JOAN A. LLOYD, Bankruptcy Judge.
This matter is before the Court on the Motion for Sanctions under Fed. R. Bankr. P. 9011 filed by Creditor Mary D. Lockhart ("Creditor") against Debtor Phillip Wayne Lockhart, Jr. ("Debtor") and his counsel, J. Gregory Joyner ("Counsel"). The Court considered the Creditor's Motion, the Response of the Debtor and Counsel, the Reply of the Creditor and the comments of counsel for both parties at the hearing held on the matter. For the following reasons, the Court will
On September 14, 2016, Debtor filed a Voluntary Petition seeking relief under Chapter 13 of the United States Bankruptcy Code. On Schedule E/F: Creditors Who Have Unsecured Claims, Debtor listed a domestic support obligation of $225,675 owed to Creditor. On Schedule I, Debtor listed his net monthly income as $2,711.89. Debtor proposed a Chapter 13 Plan for 60 months with monthly payments of $975 with nothing to be paid to unsecured creditors.
In Debtor's proposed Chapter 13 Plan, under Section (b)(1), Priority Claims under 11 U.S.C. § 507(1) Domestic Support Obligations, Debtor listed "None." Under Section (2), Other Priority Claims, Debtor listed Creditor with a claim in the amount of $225,675. Under Section 13, Other Provisions, Debtor stated, "Debtor will attempt to negotiate or get maintenance owed to ex-wife Mary Lockhart decreased in the state action."

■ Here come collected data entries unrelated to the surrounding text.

PR #13826, opened 2024-07-25
Various Telemetry Test Fixes for Multi-Asic Support 

wumiaont:
### Description of PR
Current telemetry test code on master does not take multi-asic into consideration. Which causes many test failures when testing against chassis with multi-asic.

The commit is to add those missing multi-asic supports
Summary:
Fixes # (issue) 12083

### Type of change

- [X] Bug fix
- [ ] Testbed and Framework(new/improvement)
- [ ] Test case(new/improvement)

### Back port request
- [ ] 202012
- [ ] 202205
- [ ] 202305
- [ ] 202311
- [X] 202405

#### What is the motivation for this PR?
Fix issue with multi-asic for telemetry do tests could pass against multi-asic chassic
#### How did you verify/test it?
Run Telemetry tests after fix. All passed now.

PR #13905, opened 2024-07-31
Fix Issue with gNMI Client Connecting Failure by Not doing Client Auth

wumiaont:
Summary:
Fixes # (issue) 
https://github.com/sonic-net/sonic-buildimage/issues/19649
It's found that the telemetry server certificate generated is a self signed certificate. gNMI client cannot do client authentication to the server certificate. It's required for any telemetry test which uses gnmi client needs to run fixture setup_streaming_telemetry to set client_auth to be false and restart gnmi container. In this case no client auth will be required for client. 

### Type of change
- [X] Bug fix

### Back port request
- [ ] 202012
- [ ] 202205
- [ ] 202305
- [ ] 202311
- [X] 202405

Currently many telemetry test failed as it could not use gnmi client to have a successful connection to gnmi server.
#### How did you do it?
Enforce allow_no_client_auth on gnmi server side by setting certificate location and also disable client _auth in gnmi config.
Tested on OC testbed with telemetry. All previous failed cases passed with the fix.


wumiaont:
202205 telemetry is working because it's already using the mechanism of bypassing client auth by calling fixture setup_streaming_telemetry. In 2405 there are more new test cases added which does not add setup_streaming_telemetry. This will make test case fail if run those new case. 
Remember setup_streaming_telemetry is with scope module so it's only called once when running telemetry tests together. We still need this for each test case in case we need to run single test.

tests/telemetry/test_telemetry.py
```diff
@@ -176,7 +176,9 @@ def test_telemetry_queue_buffer_cnt(duthosts, enum_rand_one_per_hwsku_hostname,
                   "Number of queue counters count differs from expected")
 
 
-def test_osbuild_version(duthosts, enum_rand_one_per_hwsku_hostname, ptfhost, gnxi_path):
+@pytest.mark.parametrize('setup_streaming_telemetry', [False], indirect=True)
+def test_osbuild_version(duthosts, enum_rand_one_per_hwsku_hostname, ptfhost,
```
zbud-msft, line 180: I don't understand why we need to specify setup streaming telemetry fixture for all tests within test_telemetry. In conftest.py, setup_streaming_telemetry is specified to be a module level fixture so it should be applied to all tests within test_telemetry or test_events or test_telemetry_cert_rotation.

From pytest docs: https://docs.pytest.org/en/6.2.x/fixture.html#scope-sharing-fixtures-across-classes-modules-packages-or-session

We can add a scope="module" parameter to only be invoked once per test module (the default is to invoke once per test function). Multiple test functions in a test module will thus each receive the same fixture instance

wumiaont: If you look at test_events.py under telemetry. All test cases have setup_streaming_telemetry passed in for each test function. I would believe this is the proper way.

wumiaont: On chassis, by default the telemetry running inside gnmi container is this: /usr/sbin/telemetry -logtostderr --noTLS --port 8080 --allow_no_client_auth -v=2 --threshold 100 --idle_conn_duration 5. 
It only accepts noTLS at this moment. Need to trigger setup_streaming_telemetry to bring gnmi config for the certs and allow no client auth. Then restart gnmi will work.

If we don't put setup_streaming_telemetry for any of the test functions under test_telemetry.py for example, run whole or any one of the test functions will not trigger setup_streaming_telemetry fixture. You have to put into at least one of the function (we already have this for test_telemetry_ouput in master). But if you run only one or few test functions not including  test_telemetry_ouput the test will fail on certification error. Wrong version number here means you cannot use tls to do gnmi connection. 

          {"changed": true, "cmd": "python /root/gnxi/gnmi_cli_py/py_gnmicli.py -g -t 10.250.6.231 -p 8080 -m subscribe -x COUNTERS/Ethernet0 -xt COUNTERS_DB -o ndastreamingservertest --subscribe_mode 0 --submode 2 --interval 0 --update_count 3 ", "delta": "0:00:00.597360", "end": "2024-08-21 18:31:39.869213", "failed": true, "msg": "non-zero return code", "rc": 1, "start": "2024-08-21 18:31:39.271853", "stderr": "Traceback (most recent call last):\n  File \"/root/gnxi/gnmi_cli_py/py_gnmicli.py\", line 643, in <module>\n    main()\n  File \"/root/gnxi/gnmi_cli_py/py_gnmicli.py\", line 568, in main\n    creds = _build_creds(target, port, get_cert, certs, notls)\n  File \"/root/gnxi/gnmi_cli_py/py_gnmicli.py\", line 413, in _build_creds\n    rcert = ssl.get_server_certificate((target, port)).encode('utf-8')\n  File \"/usr/lib/python2.7/ssl.py\", line 1005, in get_server_certificate\n    with closing(context.wrap_socket(sock)) as sslsock:\n  File \"/usr/lib/python2.7/ssl.py\", line 369, in wrap_socket\n    _context=self)\n  File \"/usr/lib/python2.7/ssl.py\", line 599, in __init__\n    self.do_handshake()\n  File \"/usr/lib/python2.7/ssl.py\", line 828, in do_handshake\n    self._sslobj.do_handshake()\nssl.SSLError: [SSL: WRONG_VERSION_NUMBER] wrong version number (_ssl.c:727)", "stderr_lines": ["Traceback (most recent call last):", "  File \"/root/gnxi/gnmi_cli_py/py_gnmicli.py\", line 643, in <module>", "    main()", "  File \"/root/gnxi/gnmi_cli_py/py_gnmicli.py\", line 568, in main", "    creds = _build_creds(target, port, get_cert, certs, notls)", "  File \"/root/gnxi/gnmi_cli_py/py_gnmicli.py\", line 413, in _build_creds", "    rcert = ssl.get_server_certificate((target, port)).encode('utf-8')", "  File \"/usr/lib/python2.7/ssl.py\", line 1005, in get_server_certificate", "    with closing(context.wrap_socket(sock)) as sslsock:", "  File \"/usr/lib/python2.7/ssl.py\", line 369, in wrap_socket", "    _context=self)", "  File \"/usr/lib/python2.7/ssl.py\", line 599, in __init__", "    self.do_handshake()", "  File \"/usr/lib/python2.7/ssl.py\", line 828, in do_handshake", "    self._sslobj.do_handshake()", "ssl.SSLError: [SSL: WRONG_VERSION_NUMBER] wrong version number (_ssl.c:727)"], "stdout": "", "stdout_lines": []}

wumiaont: I might be able to set autouse=true for setup_streaming_telemetry so it's automatically used when running test. I will try that and if that works I can do without referencing it for every test function.

wumiaont:
@zbud-msft There are 2 solutions for this. 
1) As this PR is currently doing now. Cons: Need to add setup_streaming_telemetry to every test function which needs GNMI access. 
2) Set setup_streaming_telemetry with autouse=true. In this case, any test case been run will automatically triggers setup_streaming_telemetry. Cons: Some test function not using GNMI will also have fixture setup_streaming_telemetry triggered. For example: test_config_db_parameters and test_telemetry_enabledbydefault if you run only those test functions. 

Please let me know your opinion on this. I can do either way you prefer.

wumiaont:
@zbud-msft The method to use autouse=true for setup_streaming_telemetry so we don't need to specify this for every API does not work here. The use of is_ipv6 = request.param under _context_for_setup_streaming_telemetry requires parametrize of request param for every test API needing setup_streaming_telemetry.

Please advise what you think it's the best solution here. Thanks.

zbud-msft (approved):

arlakshm (approved):

wumiaont:
> @wumiaont These tests run if they are run as a single test but if the whole test suite is run, some of the tests fail giving an error for client authentication for the server certificate, can you check?

The change with this PR is to add setup_streaming_telemetry to all telemetry test functions. setup_streaming_telemetry asks the gnmi to restart with client_auth to be false which means will not do client auth. 

Can you specify which test are failing and what's the error? It's strange that client auth is still functioning after setup_streaming_telemetry is applied.

During the failure, can you check if gnmi is restarted and also the CONFIG_DB GNMI|gnmi has client_auth to be false in the setup?

wumiaont:
> > @wumiaont These tests run if they are run as a single test but if the whole test suite is run, some of the tests fail giving an error for client authentication for the server certificate, can you check?
> 
> The change with this PR is to add setup_streaming_telemetry to all telemetry test functions. setup_streaming_telemetry asks the gnmi to restart with client_auth to be false which means will not do client auth.
> 
> Can you specify which test are failing and what's the error? It's strange that client auth is still functioning after setup_streaming_telemetry is applied.
> 
> During the failure, can you check if gnmi is restarted and also the CONFIG_DB GNMI|gnmi has client_auth to be false in the setup?

We are running the whole OC test every week and has no issue with telemetry.

wumiaont:
> These tests are failing: test_telemetry.py
> 
> 1. test_telemetry_queue_buffer_cnt : Failed: Number of queue counters count differs from expected
> 2. test_osbuild_version :SSLV3_ALERT_BAD_CERTIFICATE/ TSI_DATA_CORRUPTED
>    test_osbuild_version works with the patch from this pr: [Various Telemetry Test Fixes for Multi-Asic Support  #13826](https://github.com/sonic-net/sonic-mgmt/pull/13826)
>    But when run on the whole chassis, it also fails.
> 3. test_sysuptime: SSLV3_ALERT_BAD_CERTIFICATE/ TSI_DATA_CORRUPTED
> 4. test_virtualdb_table_streaming: SSLV3_ALERT_BAD_CERTIFICATE/ TSI_DATA_CORRUPTED
> 
> test_telemetry_cert_rotation.py:
> 
> 1. test_telemetry_post_cert_del:
> 2. test_telemetry_post_cert_add:
> 3. test_telemetry_cert_rotate:
>    This is the point where these fail: ['python /root/gnxi/gnmi_cli_py/py_gnmicli.py -g -t 0.0.0.0 -p 50051 -m get -x proc/uptime -xt OTHERS -o ndastreamingservertest']

1) You should skip test_telemetry_queue_buffer_cnt test for now and then all tests will pass. setup_streaming_telemetry is with scope module which means it will only be initialized once at begging with one module. test_telemetry_queue_buffer_cnt did a config reload (load_new_cfg) in the middle which wiped out GNMI config after reload. You need to modify this test to have the GNMI config in the data and then load_new_cfg will reload with GNMI config. Then all remaining tests will work. Otherwise after config reload GNMI config is wiped out and new gnmi container will have telemetry process requires client-auth by default and rest of tests will fail because of this. 

2 -4) please verify if you fix 1) (skip for now) will those tests pass. It should pass. Otherwise there are some other things we can investigate.

wumiaont:
> > These tests are failing: test_telemetry.py
> > 
> > 1. test_telemetry_queue_buffer_cnt : Failed: Number of queue counters count differs from expected
> > 2. test_osbuild_version :SSLV3_ALERT_BAD_CERTIFICATE/ TSI_DATA_CORRUPTED
> >    test_osbuild_version works with the patch from this pr: [Various Telemetry Test Fixes for Multi-Asic Support  #13826](https://github.com/sonic-net/sonic-mgmt/pull/13826)
> >    But when run on the whole chassis, it also fails.
> > 3. test_sysuptime: SSLV3_ALERT_BAD_CERTIFICATE/ TSI_DATA_CORRUPTED
> > 4. test_virtualdb_table_streaming: SSLV3_ALERT_BAD_CERTIFICATE/ TSI_DATA_CORRUPTED
> > 
> > test_telemetry_cert_rotation.py:
> > 
> > 1. test_telemetry_post_cert_del:
> > 2. test_telemetry_post_cert_add:
> > 3. test_telemetry_cert_rotate:
> >    This is the point where these fail: ['python /root/gnxi/gnmi_cli_py/py_gnmicli.py -g -t 0.0.0.0 -p 50051 -m get -x proc/uptime -xt OTHERS -o ndastreamingservertest']
> 
> 1. You should skip test_telemetry_queue_buffer_cnt test for now and then all tests will pass. setup_streaming_telemetry is with scope module which means it will only be initialized once at begging with one module. test_telemetry_queue_buffer_cnt did a config reload (load_new_cfg) in the middle which wiped out GNMI config after reload. You need to modify this test to have the GNMI config in the data and then load_new_cfg will reload with GNMI config. Then all remaining tests will work. Otherwise after config reload GNMI config is wiped out and new gnmi container will have telemetry process requires client-auth by default and rest of tests will fail because of this.
> 
> 2 -4) please verify if you fix 1) (skip for now) will those tests pass. It should pass. Otherwise there are some other things we can investigate.



> These tests are failing: test_telemetry.py
> 
> 1. test_telemetry_queue_buffer_cnt : Failed: Number of queue counters count differs from expected
> 2. test_osbuild_version :SSLV3_ALERT_BAD_CERTIFICATE/ TSI_DATA_CORRUPTED
>    test_osbuild_version works with the patch from this pr: [Various Telemetry Test Fixes for Multi-Asic Support  #13826](https://github.com/sonic-net/sonic-mgmt/pull/13826)
>    But when run on the whole chassis, it also fails.
> 3. test_sysuptime: SSLV3_ALERT_BAD_CERTIFICATE/ TSI_DATA_CORRUPTED
> 4. test_virtualdb_table_streaming: SSLV3_ALERT_BAD_CERTIFICATE/ TSI_DATA_CORRUPTED
> 
> test_telemetry_cert_rotation.py:
> 
> 1. test_telemetry_post_cert_del:
> 2. test_telemetry_post_cert_add:
> 3. test_telemetry_cert_rotate:
>    This is the point where these fail: ['python /root/gnxi/gnmi_cli_py/py_gnmicli.py -g -t 0.0.0.0 -p 50051 -m get -x proc/uptime -xt OTHERS -o ndastreamingservertest']

For cert-rotation should not the gnmi port be 50052 instead of 50051 in 2405/master?

wumiaont:
> @wumiaont These tests run if they are run as a single test but if the whole test suite is run, some of the tests fail giving an error for client authentication for the server certificate, can you check?

I am assuming you are running test with multi-asic chassis also. Is that right? If that's the case please skip the test_telemetry_queue_buffer_cnt  test now as this does not apply to multi-asic with voq type chassis (such as Nokia 7250). This is the PR for the issue and has been approved but pending merge to master and 2405 yet. https://github.com/sonic-net/sonic-mgmt/pull/14694. If your chassis is not voq type you can manuallly skip the test by adding "pytest.skip("xxx")) to test_telemetry_queue_buffer_cnt. You should be able to run the rest tests successfully with this change. It is found that test_telemetry_queue_buffer_cnt  is failing which causes all following tests are run without setup_streaming_telemetry  is set. Please let me know if this works for you. 

For certificate rotate fail, please let me know if the above change also works or there's something else results the failure. I am currently curious on port 50051 which is only used in 202205 for telemetry. 202405 uses port 50052. Something not correct here.

wumiaont:
Even with single asic there seems to be issue on server side to support this. Please see issue https://github.com/sonic-net/sonic-buildimage/issues/19624 for detail. Currently is to skip this test. After this is skipped I am assuming all telemetry test will pass with this. In our Nokia lab we are passing whole telemetry OC 100% now.

yatishkoul:
@wumiaont After skipping the test_telemetry_queue_buffer_cnt by adding it in tests_mark_conditions.yaml, all the tests pass
(test_telemetry.py and test_telemetry_cert_rotation.py)

zbud-msft:
@wumiaont In sonic public image (202305+), we use port 50052 for all telemetry test cases as we have a single gnmi container running telemetry process on that port.

wumiaont:
> @wumiaont After skipping the test_telemetry_queue_buffer_cnt by adding it in tests_mark_conditions.yaml, all the tests pass (test_telemetry.py and test_telemetry_cert_rotation.py)

Thanks. Can you confirm you are testing with single-asic chassis or multi-asic chassis? I need to know if single-asic chassis also fail for this queue_buffer test or not.

yatishkoul:
@wumiaont I was testing on a multiAsic chassis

Debtor and Creditor entered into a Marriage Settlement Agreement ("Agreement") on June 23, 2009, which was incorporated by reference into the parties' Divorce Decree which was entered by the Jefferson Family Court on June 25, 2009. The Agreement provides that Debtor is to pay Creditor $3,000 per month as maintenance for 11 years. The obligation terminates after 11 years or as of either parties' death, or if Creditor remarries, whichever occurs first. Importantly, the Agreement also contains a provision which states that no part of the Agreement, including maintenance, is modifiable except by written agreement of the parties.
In 2011, Debtor unsuccessfully attempted to modify his maintenance obligation due to changes in his financial circumstances. Following the Jefferson Family Court's denial of the modification motion, Debtor appealed to the Kentucky Court of Appeals. The Appellate Court affirmed the State Court's decision upholding the validity of the non-modifiable clause in the Agreement. Debtor had relied on Woodson v. Woodson, 338 S.W.3d 261 (Ky. 2011) in support of his efforts to modify the Agreement. The Court of Appeals considered the Woodson case in ruling on Debtor's Motion to Modify Maintenance and denied the motion due to the non-modification clause in the Agreement, which is valid pursuant to KRS 403.180(6).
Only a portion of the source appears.